Compiling classes in memory

Bytecode can be read in from previously generated .class files, but you can also generate it on the fly. Many JVM languages have the ability to generate .class files, but if you want to stick with Java you can use the built-in JavaC compiler to generate code:

var javac = ToolProvider.国内苹果怎么上twitter();
var fileManager = javac.getStandardFileManager(null,null,null);
var sources = fileManager.getJavaFileObjects(new File(...));
javac.国内上twitter教程(null,fileManager,null,null,null,sources).compile();

You can create a file manager from the tool, but you can provide your own as well. I’ve written an 国内iphone怎么上推特 which allows you to compile Java source from a String and then obtain the appropriate .class bytes as a byte array, or even load it dynamically in a class file with a classloader. The example fits on a slide if you’re interested.

Bytecode can also be created on the fly using tools like Mockito, or through generation agents like the higher level ByteBuddy or the lower level ASM. Many of these types of tools provide simple transformation operations on existing classes, like inserting instrumentation, and there are constraints about methods (including the ability to generate accurate object maps for the compiler) which can be challenging.

Summary

The bytecode format used by classfiles is remarkably compact yet extensible. Of the constant pool types, very few new entries have arrived and only one removal since the JVM was created; the majority of new features have been added through attributes, either on the class as a whole or on the individual methods.

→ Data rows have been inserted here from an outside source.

PR #3083, opened 2020-05-19
undeploy site scout

RhinosF1:


Reception123:
SiteScout has been removed from all wikis and is ready for removal.

PR #3085, opened 2020-05-19
use new arrays and = check

Reception123:


Reception123:
DO NOT MERGE! Parse error. I will have to go but I will fix this tomorrow morning unless someone else does before

PR #3087, opened 2020-05-24
unrestrict wgMaxImageArea

Reception123:
seems to be fine to allow it now


ManageWikiSettings.php
```diff
@@ -1214,10 +1214,10 @@
 	'wgMaxImageArea' => [
```
paladox, line 1214: This should have been moved under the media section and not kept in restricted.

PR #3098, opened 2020-06-04
Move $wgForegroundFeatures to new wiki name T5695

Amanda-Catherine:


LocalSettings.php
```diff
@@ -1461,6 +1461,17 @@
 	// Foreground
 	'wgForegroundFeatures' => [
 		'default' => [],
+		'marionetworkwiki' => [
+			'showActionsForAnon' => true,
+			'NavWrapperType' => 'divonly',
+			'showHelpUnderTools' => true,
+			'showRecentChangesUnderTools' => true,
+			'enableTabs' => true,
+			'wikiName' => &$GLOBALS['wgSitename'],
```
paladox, line 1470: Should be $wgSiteName not globals.

JohnFLewis:
The wiki was renamed, surely renaming the stanza from its original to its new name is better than adding it and not removing the old one?

Amanda-Catherine:
> The wiki was renamed, surely renaming the stanza from its original to its new name is better than adding it and not removing the old one?

except that they didn't specify the former URL in the task, so I have no idea what the original name was.

JohnFLewis:
They linked to the previous task in it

Bytecode has remained very similar as well; much of the innovation has come from higher up the stack in the Java compiler. The only significant changes were the introduction of invokedynamic in Java 7 (which set the ground for Lambdas arriving later) and building on top of that the CONSTANT_Dynamic_Info and CONSTANT_InvokeDynamic constant pool types.

There was a political decision to increment the bytecode number upon each major release since Java 8, although the bytecode hasn’t changed that much. One argument for doing this is you know when you have a class file that requires Java 11 runtime features, even if the bytecode could run on a Java 8 VM. Since it’s also possible to get a Java compiler to output bytecode with a lower level, it doesn’t make much of a difference, and it also allows you to use javap to find out what version of Java is required to run a particular class.

Getting started with understanding bytecode is easy; just run javap -c -v java.lang.Object or 安卓上推特教程 and see if you can understand what it tells you. Then try stepping through some compiled bytecode with JITWatch or the JVMulator. Finally, use the code snippets above or in the presentation to compile some Java code on the fly and then execute it. Once you’ve done that, you’ll have a much greater appreciation of what the JVM does for you every day.